Dear Friends and Colleagues,
The Roman Society's biennial Roman Archaeology Conference will be held at the University of Michigan in Ann Arbor on April 3-5, 2009.
Please note the website which is

http://sitemaker.umich.edu/rac2009/home

Each session (see list below) will have about 6 speakers and run for a full morning or afternoon. Sessions will start promptly at 9 am on Friday 3rd April and end at about 4.30 pm on Sunday 5th April. Participants and attendees should therefore plan to arrive by Thursday evening (2nd April) and to leave on Sunday evening (5th) or Monday morning (6th). The closest airport is Detroit Metropolitan Airport (40 minutes by road from Ann Arbor). In view of the increasing airfares, we urge participants to make their plane reservations promptly.
We have blocked out a large number of rooms in local hotels, at reduced rates. They include a cheaper hotel option of about $52 (about 27 pounds) per room per night (many of these rooms also have two beds). Participants will be able simply to make their own reservations online. We will give you information on making such reservations in the coming months.

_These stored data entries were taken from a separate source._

PR #1342, opened 2024-07-15
OCD-4545 = Edit Cognito user information

tmy1313:


src/app/api/users.jsx
```diff
@@ -22,8 +22,19 @@ const usePutUser = () => {
...
+    },
+  });
+};
+
 export {
+  usePutUser, // eslint-disable-line import/prefer-default-export
+  usePutCognitoUser, // eslint-disable-line import/prefer-default-export
   usePostCreateCognitoInvitedUser,
   usePostCreateInvitedUser,
-  usePutUser,
```
andlar: These line don't need the eslint-disable. That's only if there's only a single export. Also, the standard in the API files is to sort the export alphabetically (as well as sorting the functions, but there's no change needed there)

src/app/components/user/cognito-user-edit.jsx
```diff
@@ -0,0 +1,169 @@
...
+} from 'prop-types';
+import {
+  Card,
+  CardHeader,
+  CardContent,
+  FormControlLabel,
+  Switch,
+  ThemeProvider,
+  makeStyles,
+  Typography,
```
andlar: These should be alphabetized

src/app/components/user/cognito-user-edit.jsx
```diff
@@ -0,0 +1,169 @@
...
+} from '@material-ui/core';
+import { useFormik } from 'formik';
+import * as yup from 'yup';
+
+import theme from '../../themes/theme';
+import { ChplTextField } from '../util';
+import { ChplActionBar } from '../action-bar';
+import {
+  user as userPropType,
+} from '../../shared/prop-types';
```
andlar:
```suggestion
import theme from 'themes/theme';
import { ChplTextField } from 'components/util';
import { ChplActionBar } from 'components/action-bar';
import {
  user as userPropType,
} from 'shared/prop-types';
```

We don't do relative imports, except for "local relative". I usually sort imports by the values after the `from` keyword as well

src/app/components/user/cognito-user-edit.jsx
```diff
@@ -0,0 +1,169 @@
...
+
+const useStyles = makeStyles(() => ({
```
andlar:
```suggestion
const useStyles = makeStyles({
```

Making it a function was necessary when we had to pass some sort of value into the makeStyles call. We don't, so having it a function is overkill

src/app/components/user/cognito-user-edit.jsx
```diff
@@ -0,0 +1,169 @@
...
+    onSubmit: () => {
+      save();
+    },
+    validationSchema,
+    validateOnChange: false,
+    validateOnMount: true,
+  });
+
+  return (
+    <ThemeProvider theme={theme}>
```
andlar: If this component is used as a sub-component of any of our React ones, then somewhere up the tree there's already a ThemeProvider that provides the theme. Putting another one here is extraneous

src/app/components/user/cognito-user-view.jsx
```diff
@@ -1,15 +1,23 @@
...
   Card,
+  CardActions,
   CardContent,
   CardHeader,
   ThemeProvider,
   Typography,
   makeStyles,
 } from '@material-ui/core';
 
+import { ChplTooltip } from '../util';
```
andlar:
```suggestion
import { ChplTooltip } from 'components/util';
```

src/app/components/user/users.jsx
```diff
@@ -148,10 +168,10 @@ function ChplUsers({
         <ChplCognitoUserView
           key={userToDisplay.cognitoId}
           user={userToDisplay}
+          dispatch={handleDispatch}
         />
       );
-    }
-    if (userToDisplay.userId) {
+    } if (userToDisplay.userId) {
```
andlar:
```suggestion
    } 
    if (userToDisplay.userId) {
```

src/app/components/user/users.jsx
```diff
@@ -163,6 +183,27 @@ function ChplUsers({
...
+  const displayUserEdit = (userToEdit) => {
+    if (userToEdit.cognitoId) {
+      return (
+        <ChplCognitoUserEdit
+          user={userToEdit}
+          errors={errors}
+          dispatch={handleDispatch}
+        />
+      );
+    } if (userToEdit.userId) {
```
andlar:
```suggestion
    } 
    if (userToEdit.userId) {
```

Either a newline, or an `else if`. Putting the if on the same line as the end of the previous block is odd

kekey1 (dismissed):

andlar (dismissed):

src/app/components/user/cognito-user-view.jsx
```diff
@@ -87,6 +99,21 @@ function ChplCognitoUserView({ user: initialUser }) {
...
+                aria-label={`Edit ${user.fullName}`}
+                onClick={edit}
+              >
+                <EditOutlinedIcon />
+              </Button>
+            </ChplTooltip>
+          </ButtonGroup>
+        </CardActions>
       </Card>
     </ThemeProvider>
```
andlar: This doesn't need to have the `ThemeProvider` tag, as some parent of the component should have it. That should mean that the import of the `theme` can be removed too. I know this isn't specifically related to the changes for this ticket, but could be considered part of the gradual clean-up we're supposed to keep doing

src/app/components/user/cognito-user-view.jsx
```diff
@@ -1,15 +1,22 @@
...
+  CardActions,
   CardContent,
   CardHeader,
-  ThemeProvider,
   Typography,
   makeStyles,
 } from '@material-ui/core';
 
+import { ChplTooltip } from 'components/util';
 import theme from 'themes/theme';
```
andlar: Without the `<ThemeProvider>`, unless the `theme` is used in the styles thing (usually for page size issues) this import probably isn't needed

kekey1 (approved):

andlar (approved):

PR #1355, opened 2024-08-07
OCD-4378 - Implement keep-alive for Cognito users

tmy1313:


src/app/api/axios.jsx
```diff
@@ -1,10 +1,18 @@
...
+  getAccessToken }
+  from 'axios-jwt';
 import { element } from 'prop-types';
 
+import { getAngularService } from 'services/angular-react-helper';
+
 const AxiosContext = createContext();
 
 function AxiosProvider({ children }) {
+  const ngLocalStorage = getAngularService('$localStorage');
```
andlar: In other places where we pull in an angular service, we continue to use the same name for that service, so this line would be:

```suggestion
  const $localStorage = getAngularService('$localStorage');
```

src/app/navigation/navigation.module.js
```diff
@@ -58,21 +60,50 @@ function authInterceptor($log, API, authService, toaster) {
...
+  function getAuthorizationHeader() {
+    const accessToken = $localStorage.jwtToken;
+    if (accessToken && authService.parseJwt(accessToken).exp > moment(new Date().getTime()).unix()) {
+      return $q.when(accessToken);
+    }
+    const { refreshToken } = $localStorage;
+
+    if ($localStorage.currentUser && $localStorage.refreshToken) {
+      const { cognitoId } = $localStorage.currentUser;
+      const nghttp = $injector.get('$http');
```
andlar: Similar comment about naming. I think the real reason I care is that it might make it easier to remove all the AngularJS stuff later if we can easily recognize services that are from there

src/app/pages/administration/administration.module.js
```diff
@@ -31,8 +31,9 @@ angular
      * .interval is how frequently the system refreshes the token
      * values are defined in the webpack.config.js file
      */
-    IdleProvider.idle(60 * MINUTES_UNTIL_IDLE);
-    IdleProvider.timeout(60 * MINUTES_UNTIL_LOGOUT);
+    IdleProvider.idle(60 * 5);
```
andlar: Not sure why the global values were replaced here. Debugging step maybe?

src/app/services/login.service.js
```diff
@@ -139,8 +142,13 @@
     }
 
     function logout() {
+      $injector.get('networkService').logout({
```
andlar: Shouldn't need to do this injection. If you put `networkService` in the function definition on line 9 it will automatically get the service and let this line just be:

```suggestion
      networkService.logout({
```

tmy1313: There is a circular reference that this allows me to get around.  
image

kekey1 (dismissed):

kekey1 (dismissed):

src/app/components/login/cognito-login.jsx
```diff
@@ -28,12 +28,16 @@ const useStyles = makeStyles({
...
+function ChplCognitoLogin({ dispatch, setState, state, uuid }) {
   const [sessionId, setSessionId] = useState('');
-  const [state, setState] = useState(initialState);
   const [userName, setUserName] = useState('');
   const classes = useStyles();
 
+  console.log('state');
+  console.log(state);
+  console.log('setState');
+  console.log(setState);
```
andlar: Probably don't need these

src/app/components/login/cognito-toggle.jsx
```diff
@@ -6,11 +6,14 @@ import {
...
 import PersonIcon from '@material-ui/icons/Person';
 import { func } from 'prop-types';
+import { getAccessToken } from 'axios-jwt';
+import regeneratorRuntime from "regenerator-runtime";
 
 import ChplCognitoLogin from './cognito-login';
 
 import { FlagContext, UserContext } from 'shared/contexts';
 import theme from 'themes/theme';
+import { getIn } from 'yup/lib/util/reach';
```
andlar: Can you move this up to line 11? This is an import from an external library, and all of our external library imports should be at the top

kekey1 (dismissed):

src/app/index-wrapper.jsx
```diff
@@ -12,22 +12,29 @@ function IndexWrapper() {
   const Keepalive = getAngularService('Keepalive');
   const authService = getAngularService('authService');
   const networkService = getAngularService('networkService');
+  const ngLocalStorage = getAngularService('$localStorage');
```
andlar: Our convention has been to use the `$` to indicate AngularJS services that we use in our react stuff. My hope is that it will make it easier to find and remove them once they're no longer necessary

```suggestion
  const $localStorage = getAngularService('$localStorage');
```

kekey1 (approved):

andlar (approved):

PR #1359, opened 2024-08-21
OCD-4653 - Create Developer widgets

tmy1313:


src/app/navigation/navigation-top.html
```diff
@@ -89,6 +89,7 @@
               <li ng-if="vm.hasAnyRole(['chpl-admin', 'chpl-onc'])"><a ui-sref="administration.api-keys"><i class="fa fa-caret-right" ng-if="vm.isActive('administration.api-keys')"></i> API Keys</a></li>
               <li ng-if="vm.hasAnyRole(['chpl-admin', 'chpl-onc', 'chpl-onc-acb'])"><a ui-sref="administration.change-requests"><i class="fa fa-caret-right" ng-if="vm.isActive('administration.change-requests')"></i> Change Requests</a></li>
               <li ng-if="vm.hasAnyRole(['chpl-admin', 'chpl-onc'])"><a ui-sref="administration.system-maintenance"><i class="fa fa-caret-right" ng-if="vm.isActive('administration.system-maintenance')"></i> System Maintenance</a></li>
+              <li ng-if="vm.hasAnyRole(['chpl-admin'])"><a ui-sref="power-bi"><i class="fa fa-caret-right" ng-if="vm.isActive('sys-admin.power-bi')"></i>Power BI Report</a></li>
```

We will be very grateful if you will forward this e-mail to any of your colleagues who may be interested in attending.
Session organizers please forward this message to each of your session speakers.
Please send any queries to jra AT JournalofRomanArch.com

With many thanks and best wishes
Nic Terrenato and John Humphrey


RAC sessions:

The Late Republican period in “native” Southern Italy
Organizer: Fabio Colivicchi (Queen's University)

Kings, Clans and Conflict: Italic Warfare in the first millennium BC
Organizers: Hilary Becker (Washington & Lee University) and Jeremy Armstrong (University of Auckland)

Current Approaches to the Archaeology of first millennium BC Italian Urbanism
Organizers: Jeffrey Becker (Boston University) and Elizabeth Robinson (University of North Carolina)

The Roman city as ‘written space’
Organizers: Simon Esmonde Cleary, Ray Laurence, and Gareth Sears (University of Birmingham)

The lives of others: peoples of the peripheries
Organizers: David Mattingly (University of Leicester) and Peter Wells (University of Minnesota)

Archaeology-based approaches to the study of food and drink in the Western Roman Empire
Organizer: Robert Curtis (University of Georgia)

Between Canon and Kitsch: Eclecticism in Roman Homes
Organizers: Sinclair Bell (University of Manitoba) and Francesca Tronchin (The Ohio State University)

Rethinking Britannia. New Approaches to a Grand Old Lady
Organizer: Peter Wilson (English Heritage)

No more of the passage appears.